Collected data entries:
PR #545, opened 2020-05-21
Method to parse strings representing data rates

yanscalyr:
I'm conflicted on if we should check for bytes vs bits here, as someone might get tripped up on that without realizing.

### DIFF
--- a/scalyr_agent/util.py
+++ b/scalyr_agent/util.py
@@ -20,6 +20,8 @@ from __future__ import division
 from __future__ import absolute_import
 from __future__ import print_function
 
+import re
+
 if False:
     from typing import Union
     from typing import Tuple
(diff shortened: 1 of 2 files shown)


scalyr_agent/util.py
```diff
@@ -677,6 +679,46 @@ def get_web_url_from_upload_url(server):
...
+            value = value / 60
+        elif denominator == "H":
+            value = value / 60 / 60
+        elif denominator == "D":
+            value = value / 60 / 60 / 24
+        elif denominator == "W":
+            value = value / 60 / 60 / 24 / 7
+
+        return value
+    raise ValueError("Could not parse data rate string")
```
czerwingithub, line 719: Include the input string here.  It's usually good to see what value tripped us up.

scalyr_agent/util.py
```diff
@@ -677,6 +679,46 @@ def get_web_url_from_upload_url(server):
...
+    """
+    m = re.search(r"(-?\d+\.?\d*)\s*([kKmMgGtT]?)([bB])/([sSmMhHdDwW])", value)
+    if m:
+        value = float(m.group(1))
+        numerator = m.group(2).upper()
+        bit_or_byte = m.group(3)
+        denominator = m.group(4).upper()
+
+        if numerator == "K":
+            value = value * 1024
```
czerwingithub, line 698: This (and below) should be multiplying by 1000.  There's a difference between KB and KiB.  KB is 1000 and KiB is 1024.  See this article

https://www.linkedin.com/pulse/20140814132922-176099595-mb-vs-mib-gb-vs-gib/

For clarity, maybe you should write these out in using powers.  For example, this should be 10^3 and M should be 10^6, etc.

czerwingithub, line 698: For bonus points, you could be in support for MiB vs MB... but I don't think it is really necessary.

czerwingithub:
@yanscalyr Yeah, I'm a little concerned too about people accidentally using bits when they mean bytes.  Let's disallow using `b` and if they do, throw a value error with an explicit error message saying we are disallowing `b` to ensure they only specify it in terms of bytes per second.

#### Exercise aim:
Your answer must be an exact copy of every entry above.

#### Your solution:
PR #545, opened 2020-05-21
Method to parse strings representing data rates

yanscalyr:
I'm conflicted on if we should check for bytes vs bits here, as someone might get tripped up on that without realizing.

### DIFF
--- a/scalyr_agent/util.py
+++ b/scalyr_agent/util.py
@@ -20,6 +20,8 @@ from __future__ import division
 from __future__ import absolute_import
 from __future__ import print_function
 
+import re
+
 if False:
     from typing import Union
     from typing import Tuple
(diff shortened: 1 of 2 files shown)


scalyr_agent/util.py
```diff
@@ -677,6 +679,46 @@ def get_web_url_from_upload_url(server):
...
+            value = value / 60
+        elif denominator == "H":
+            value = value / 60 / 60
+        elif denominator == "D":
+            value = value / 60 / 60 / 24
+        elif denominator == "W":
+            value = value / 60 / 60 / 24 / 7
+
+        return value
+    raise ValueError("Could not parse data rate string")
```
czerwingithub, line 719: Include the input string here.  It's usually good to see what value tripped us up.

scalyr_agent/util.py
```diff
@@ -677,6 +679,46 @@ def get_web_url_from_upload_url(server):
...
+    """
+    m = re.search(r"(-?\d+\.?\d*)\s*([kKmMgGtT]?)([bB])/([sSmMhHdDwW])", value)
+    if m:
+        value = float(m.group(1))
+        numerator = m.group(2).upper()
+        bit_or_byte = m.group(3)
+        denominator = m.group(4).upper()
+
+        if numerator == "K":
+            value = value * 1024
```
czerwingithub, line 698: This (and below) should be multiplying by 1000.  There's a difference between KB and KiB.  KB is 1000 and KiB is 1024.  See this article

https://www.linkedin.com/pulse/20140814132922-176099595-mb-vs-mib-gb-vs-gib/

For clarity, maybe you should write these out in using powers.  For example, this should be 10^3 and M should be 10^6, etc.

czerwingithub, line 698: For bonus points, you could be in support for MiB vs MB... but I don't think it is really necessary.

czerwingithub:
@yanscalyr Yeah, I'm a little concerned too about people accidentally using bits when they mean bytes.  Let's disallow using `b` and if they do, throw a value error with an explicit error message saying we are disallowing `b` to ensure they only specify it in terms of bytes per second.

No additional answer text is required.